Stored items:
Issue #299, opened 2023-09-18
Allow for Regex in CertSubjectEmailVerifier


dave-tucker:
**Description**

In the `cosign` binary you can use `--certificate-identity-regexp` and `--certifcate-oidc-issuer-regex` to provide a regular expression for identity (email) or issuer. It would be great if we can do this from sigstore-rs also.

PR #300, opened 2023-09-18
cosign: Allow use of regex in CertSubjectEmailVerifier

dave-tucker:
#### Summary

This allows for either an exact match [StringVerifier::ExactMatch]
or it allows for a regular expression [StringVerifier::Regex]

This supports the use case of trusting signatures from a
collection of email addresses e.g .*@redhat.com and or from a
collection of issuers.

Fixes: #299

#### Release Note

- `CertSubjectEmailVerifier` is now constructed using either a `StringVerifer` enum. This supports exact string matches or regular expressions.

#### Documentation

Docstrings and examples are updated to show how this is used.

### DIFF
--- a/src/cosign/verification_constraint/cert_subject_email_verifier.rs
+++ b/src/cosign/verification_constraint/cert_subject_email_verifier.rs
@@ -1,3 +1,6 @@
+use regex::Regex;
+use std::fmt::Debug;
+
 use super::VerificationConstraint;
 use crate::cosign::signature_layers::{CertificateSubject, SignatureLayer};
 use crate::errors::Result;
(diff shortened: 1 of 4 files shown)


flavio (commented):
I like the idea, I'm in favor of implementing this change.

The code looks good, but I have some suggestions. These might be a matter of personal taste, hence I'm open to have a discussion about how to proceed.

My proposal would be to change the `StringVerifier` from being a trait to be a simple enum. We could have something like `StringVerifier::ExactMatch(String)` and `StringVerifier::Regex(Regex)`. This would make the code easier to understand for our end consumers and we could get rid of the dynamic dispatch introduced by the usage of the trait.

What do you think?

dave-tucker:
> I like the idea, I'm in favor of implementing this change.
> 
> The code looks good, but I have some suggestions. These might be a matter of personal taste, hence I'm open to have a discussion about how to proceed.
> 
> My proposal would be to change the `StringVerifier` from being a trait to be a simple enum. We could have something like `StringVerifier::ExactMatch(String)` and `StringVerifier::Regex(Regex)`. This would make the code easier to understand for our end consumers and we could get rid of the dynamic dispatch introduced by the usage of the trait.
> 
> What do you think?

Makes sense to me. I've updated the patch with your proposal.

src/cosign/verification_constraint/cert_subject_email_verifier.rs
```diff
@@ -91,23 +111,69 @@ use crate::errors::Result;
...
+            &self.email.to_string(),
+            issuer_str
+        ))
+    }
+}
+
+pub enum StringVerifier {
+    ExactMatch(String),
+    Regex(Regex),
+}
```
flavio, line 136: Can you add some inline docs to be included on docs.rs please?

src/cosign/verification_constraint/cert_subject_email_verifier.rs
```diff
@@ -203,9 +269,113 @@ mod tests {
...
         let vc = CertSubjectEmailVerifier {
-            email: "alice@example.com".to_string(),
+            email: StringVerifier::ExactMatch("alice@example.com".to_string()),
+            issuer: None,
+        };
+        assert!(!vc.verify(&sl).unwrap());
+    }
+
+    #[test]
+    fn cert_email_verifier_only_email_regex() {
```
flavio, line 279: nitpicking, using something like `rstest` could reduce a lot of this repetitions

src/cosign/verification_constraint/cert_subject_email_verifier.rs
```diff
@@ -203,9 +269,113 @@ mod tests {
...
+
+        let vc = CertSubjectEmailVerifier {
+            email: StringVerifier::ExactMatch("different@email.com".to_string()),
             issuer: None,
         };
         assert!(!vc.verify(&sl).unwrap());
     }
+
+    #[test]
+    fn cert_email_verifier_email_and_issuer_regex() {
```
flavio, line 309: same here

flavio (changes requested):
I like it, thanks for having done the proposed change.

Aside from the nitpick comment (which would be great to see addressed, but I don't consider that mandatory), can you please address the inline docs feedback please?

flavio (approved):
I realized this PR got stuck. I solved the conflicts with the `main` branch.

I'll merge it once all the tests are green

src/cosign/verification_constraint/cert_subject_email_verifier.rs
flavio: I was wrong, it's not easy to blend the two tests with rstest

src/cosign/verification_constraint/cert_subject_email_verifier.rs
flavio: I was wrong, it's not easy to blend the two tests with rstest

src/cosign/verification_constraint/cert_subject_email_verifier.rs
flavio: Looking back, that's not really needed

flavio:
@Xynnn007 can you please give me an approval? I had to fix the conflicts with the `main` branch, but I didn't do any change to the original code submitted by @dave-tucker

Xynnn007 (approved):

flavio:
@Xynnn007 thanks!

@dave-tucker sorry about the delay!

How to complete this task: Your answer must be the records above, repeated exactly.

Answer space:
Issue #299, opened 2023-09-18
Allow for Regex in CertSubjectEmailVerifier


dave-tucker:
**Description**

In the `cosign` binary you can use `--certificate-identity-regexp` and `--certifcate-oidc-issuer-regex` to provide a regular expression for identity (email) or issuer. It would be great if we can do this from sigstore-rs also.

PR #300, opened 2023-09-18
cosign: Allow use of regex in CertSubjectEmailVerifier

dave-tucker:
#### Summary

This allows for either an exact match [StringVerifier::ExactMatch]
or it allows for a regular expression [StringVerifier::Regex]

This supports the use case of trusting signatures from a
collection of email addresses e.g .*@redhat.com and or from a
collection of issuers.

Fixes: #299

#### Release Note

- `CertSubjectEmailVerifier` is now constructed using either a `StringVerifer` enum. This supports exact string matches or regular expressions.

#### Documentation

Docstrings and examples are updated to show how this is used.

### DIFF
--- a/src/cosign/verification_constraint/cert_subject_email_verifier.rs
+++ b/src/cosign/verification_constraint/cert_subject_email_verifier.rs
@@ -1,3 +1,6 @@
+use regex::Regex;
+use std::fmt::Debug;
+
 use super::VerificationConstraint;
 use crate::cosign::signature_layers::{CertificateSubject, SignatureLayer};
 use crate::errors::Result;
(diff shortened: 1 of 4 files shown)


flavio (commented):
I like the idea, I'm in favor of implementing this change.

The code looks good, but I have some suggestions. These might be a matter of personal taste, hence I'm open to have a discussion about how to proceed.

My proposal would be to change the `StringVerifier` from being a trait to be a simple enum. We could have something like `StringVerifier::ExactMatch(String)` and `StringVerifier::Regex(Regex)`. This would make the code easier to understand for our end consumers and we could get rid of the dynamic dispatch introduced by the usage of the trait.

What do you think?

dave-tucker:
> I like the idea, I'm in favor of implementing this change.
> 
> The code looks good, but I have some suggestions. These might be a matter of personal taste, hence I'm open to have a discussion about how to proceed.
> 
> My proposal would be to change the `StringVerifier` from being a trait to be a simple enum. We could have something like `StringVerifier::ExactMatch(String)` and `StringVerifier::Regex(Regex)`. This would make the code easier to understand for our end consumers and we could get rid of the dynamic dispatch introduced by the usage of the trait.
> 
> What do you think?

Makes sense to me. I've updated the patch with your proposal.

src/cosign/verification_constraint/cert_subject_email_verifier.rs
```diff
@@ -91,23 +111,69 @@ use crate::errors::Result;
...
+            &self.email.to_string(),
+            issuer_str
+        ))
+    }
+}
+
+pub enum StringVerifier {
+    ExactMatch(String),
+    Regex(Regex),
+}
```
flavio, line 136: Can you add some inline docs to be included on docs.rs please?

src/cosign/verification_constraint/cert_subject_email_verifier.rs
```diff
@@ -203,9 +269,113 @@ mod tests {
...
         let vc = CertSubjectEmailVerifier {
-            email: "alice@example.com".to_string(),
+            email: StringVerifier::ExactMatch("alice@example.com".to_string()),
+            issuer: None,
+        };
+        assert!(!vc.verify(&sl).unwrap());
+    }
+
+    #[test]
+    fn cert_email_verifier_only_email_regex() {
```
flavio, line 279: nitpicking, using something like `rstest` could reduce a lot of this repetitions

src/cosign/verification_constraint/cert_subject_email_verifier.rs
```diff
@@ -203,9 +269,113 @@ mod tests {
...
+
+        let vc = CertSubjectEmailVerifier {
+            email: StringVerifier::ExactMatch("different@email.com".to_string()),
             issuer: None,
         };
         assert!(!vc.verify(&sl).unwrap());
     }
+
+    #[test]
+    fn cert_email_verifier_email_and_issuer_regex() {
```
flavio, line 309: same here

flavio (changes requested):
I like it, thanks for having done the proposed change.

Aside from the nitpick comment (which would be great to see addressed, but I don't consider that mandatory), can you please address the inline docs feedback please?

flavio (approved):
I realized this PR got stuck. I solved the conflicts with the `main` branch.

I'll merge it once all the tests are green

src/cosign/verification_constraint/cert_subject_email_verifier.rs
flavio: I was wrong, it's not easy to blend the two tests with rstest

src/cosign/verification_constraint/cert_subject_email_verifier.rs
flavio: I was wrong, it's not easy to blend the two tests with rstest

src/cosign/verification_constraint/cert_subject_email_verifier.rs
flavio: Looking back, that's not really needed

flavio:
@Xynnn007 can you please give me an approval? I had to fix the conflicts with the `main` branch, but I didn't do any change to the original code submitted by @dave-tucker

Xynnn007 (approved):

flavio:
@Xynnn007 thanks!

@dave-tucker sorry about the delay!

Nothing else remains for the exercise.